Sivanandaiah K M, Babu V V, Shankaramma S C, Lakshmana M, Babu R, Arif M A, Kumar M
Department of Studies in Chemistry, Bangalore University, Central College, India.
Indian J Exp Biol. 1996 Jul;34(7):658-62.
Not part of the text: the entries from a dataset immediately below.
PR #364, opened 2022-06-24
Upkeep: Apply guidelines to React Native example

marcbouchenoire:
I was looking at how we could integrate this example within the upcoming detail pages but I haven't found a way that makes sense yet.

While I was there, I ran Prettier and made a few tweaks to bring this example closer to others, following the guidelines we have in Notion.


vinodsantharam:
Sorry @marcbouchenoire I missed your request. Just wanted to say that I migrated this example to Typescript. So I have the feeling that is outdated...

PR #374, opened 2022-06-28
Also upgrade `@liveblocks/node` in all examples from now on

nvie:
Previously, we didn't version `@liveblocks/node` alongside the other packages, but since 0.17, we do. This reflects that in the helper `upgrade-examples.sh` script, and updates all examples we have that rely on `@liveblocks/node`.

### DIFF
--- a/scripts/upgrade-examples.sh
+++ b/scripts/upgrade-examples.sh
@@ -44,8 +44,7 @@ list_all_projects () {
 
 list_liveblocks_deps () {
     jq -r '(.dependencies // {})|keys[]' package.json \
-        | grep -Ee '^@liveblocks' \
-        | grep -vEe '@liveblocks/node'
+        | grep -Ee '^@liveblocks'
 }
 
 list_install_args () {
--- a/e2e/next-sandbox/package-lock.json
+++ b/e2e/next-sandbox/package-lock.json
@@ -9,7 +9,7 @@
       "version": "0.1.0",
       "dependencies": {
         "@liveblocks/client": "^0.17.1",
-        "@liveblocks/node": "0.3.0",
+        "@liveblocks/node": "^0.17.1",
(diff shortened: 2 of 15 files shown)


scripts/upgrade-examples.sh
```diff
@@ -44,8 +44,7 @@ list_all_projects () {
 
 list_liveblocks_deps () {
     jq -r '(.dependencies // {})|keys[]' package.json \
-        | grep -Ee '^@liveblocks' \
-        | grep -vEe '@liveblocks/node'
```
nvie, line 48: No longer skipping our `node` package with a `grep -v` here 😄

nvie:
@CTNicholas @marcbouchenoire Any idea what may be up with these Sveltekit builds on Vercel? AFAIK, nothing significant changed in between 0.3 and 0.17 for `@liveblocks/node`. Not something related to node engines at least I think?

FlowFlorent (approved):
nice! I had definitely missed this part in my PR, thanks for doing it 😄

CTNicholas:
> @CTNicholas @marcbouchenoire Any idea what may be up with these Sveltekit builds on Vercel? AFAIK, nothing significant changed in between 0.3 and 0.17 for `@liveblocks/node`. Not something related to node engines at least I think?

Just had a quick look and recognised it immediately, SvelteKit requires Node 16, but we had Node 14 set. There's another error now though, not sure what it is. Look into it more soon!

nvie:
I think this was a false alarm—or at least the error message wasn't pointing at the problem directly. I think this was caused by the "empty" NPM package bug that [was reported on Discord](https://discord.com/channels/913109211746009108/913109211746009112/991402332015308951) yesterday, and which was fixed by 4546cf9bbe325ff988bf8922ef486667b9edaabd. After upgrading to 0.17.1, these deployment errors for Vercel also went away.

PR #365, opened 2022-06-24
Advanced avatars and cursors examples

CTNicholas:
## Info
I've added two advanced Next.js examples to the repo, one for _live cursors_ and one for _live avatars_. These two examples use `framer-motion` to create smoother animations.

### `nextjs-live-avatars-advanced`
Contains a spring-animated avatar stack, and also a reusable `Avatar` component, allowing for multiple types of avatars.

### `nextjs-live-cursors-advanced`
Contains spring-animated live cursors, and also a reusable `LiveCursors` component that allows you to pass it a cursor panel (React `ref` containing an element). From there it will accurately calculate cursor positions from the element's scroll position, the position of the element on the page etc.

_To be released after our new examples page is ready_

PR #379, opened 2022-07-01
Upgrade examples to use DRYed up `createRoomContext()` re-exports

marcbouchenoire:


marcbouchenoire:
@CTNicholas Let's not forget to do the same in https://github.com/liveblocks/liveblocks/pull/365 before merging.

nvie (approved):

PR #380, opened 2022-07-01
Suspense support in Storage APIs

nvie:
This PR is a minimal proof of concept to add Suspense support to our Storage APIs:

- `useStorage()`
- `useMap()`
- `useList()`
- `useObject()`

Each of these now have an overload on this branch that will allow you to pass in a `useMap('mykey', { suspense: true })` config option to use the function overload that will never return `null`. Instead, these hooks _suspend_ instead of returning `null`.

A quick refresher on how Suspense works with custom hooks. Such hooks will throw a promise (instead of an error) up the call stack. Then the `<Suspense>` boundary component will catch that thrown promise and render the fallback instead. Then, much later, once the thrown promise resolves, Suspense will rerender the component tree, by which time it should be able to resolve synchronously without suspending.

Ultimately, we add this in preparation for better/simpler Storage hooks. I'm not proposing per se to include these APIs as such in the `useMap` & friends hooks. Perhaps we'll decide that only a new `useSelector()` API will have support for Suspense. All the existing `useMap` & friends overloads are already pretty overwhelming to maintain. I just added them in here for now, because these are the ones we have today.

### DIFF
--- a/examples/nextjs-whiteboard-advanced/src/index.tsx
+++ b/examples/nextjs-whiteboard-advanced/src/index.tsx
@@ -94,7 +94,19 @@ export default function Room() {
       }}
     >
       <div className={styles.container}>
-        <ClientSideSuspense fallback={<h1>hahaha</h1>}>
+        {
+          //
+          // XXX Not sure what is the best way to make Suspense and SSR best
+          // friends. The new NextJS and React 18 might have a better way to
+          // offer this.
+          //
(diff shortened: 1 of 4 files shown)


nvie:
Closing this one, will re-open this PR later to target for merging into 0.18. It's _way_ easier to add this against 0.18, after we've cleaned up all the deprecated APIs.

The synthetic laminin pentapeptide amide fragment (LF), Tyr-Ile-Gly-Ser-Arg-NH2 corresponding to a part of B1 chain of the glycoprotein, laminin, and six of its analogues having structural modifications at positions 1, 3 and 4 were synthesized by solid phase method employing mainly 9-fluorenylmethoxycarbonyl-amino acid trichlorophenyl esters as coupling agents and Merrifield resin as the solid support. Their biological activities were studied in vivo by lung tumor colonization assay and in vitro by cell adhesion assay. The activity of synthetic LF was found to correlate with the earlier reported results in both in vivo and in vitro assays. Among the analogues made, [Tyr4] LF and [Thr4]LF were found to inhibit the lung tumor colonies more efficiently than LF itself in the in vivo assay whereas [D- Ser4]LF exhibited almost the same inhibition as LF.
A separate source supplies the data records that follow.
Issue #286, opened 2022-06-01
Properly type out the `patchLiveObjectKey` helper family


nvie:
These helpers are "somewhat" typed out, but there still is a lot of manual type casting going on in there, which is a smell. Since this is such an important core feature of the client, and relied on by the Zustand and Redux packages as well, this deserves a 100% type safety.

Related to #279 and #280.

Issue #233, opened 2022-05-12
Move tests to separate folder


nvie:
Rather than having tests live "among" source files, like:

<img src="https://user-images.githubusercontent.com/83844/168039962-f44b1a46-e383-4201-b377-f19e6b161184.png" width="500" />

I'd propose to move these to the following structure:

<img src="https://user-images.githubusercontent.com/83844/168040724-f39adc81-d866-4c27-9cd1-582f840292aa.png" width="500" />

(Here, the helper file `test/utils.ts` is moved to `src/__tests__/_helpers.ts`.)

合成层粘连蛋白五肽酰胺片段(LF),即对应糖蛋白层粘连蛋白B1链一部分的Tyr-Ile-Gly-Ser-Arg-NH2,以及在第1、3和4位具有结构修饰的其六种类似物,采用主要以9-芴甲氧羰基 - 氨基酸三氯苯基酯为偶联剂、Merrifield树脂为固相载体的固相法合成。通过肺肿瘤定植试验在体内研究它们的生物学活性,并通过细胞粘附试验在体外进行研究。发现在体内和体外试验中,合成LF的活性与早期报道的结果相关。在所制备的类似物中,在体内试验中发现[ Tyr4]LF和[Thr4]LF比LF本身更有效地抑制肺肿瘤集落,而[D-Ser4]LF表现出与LF几乎相同的抑制作用。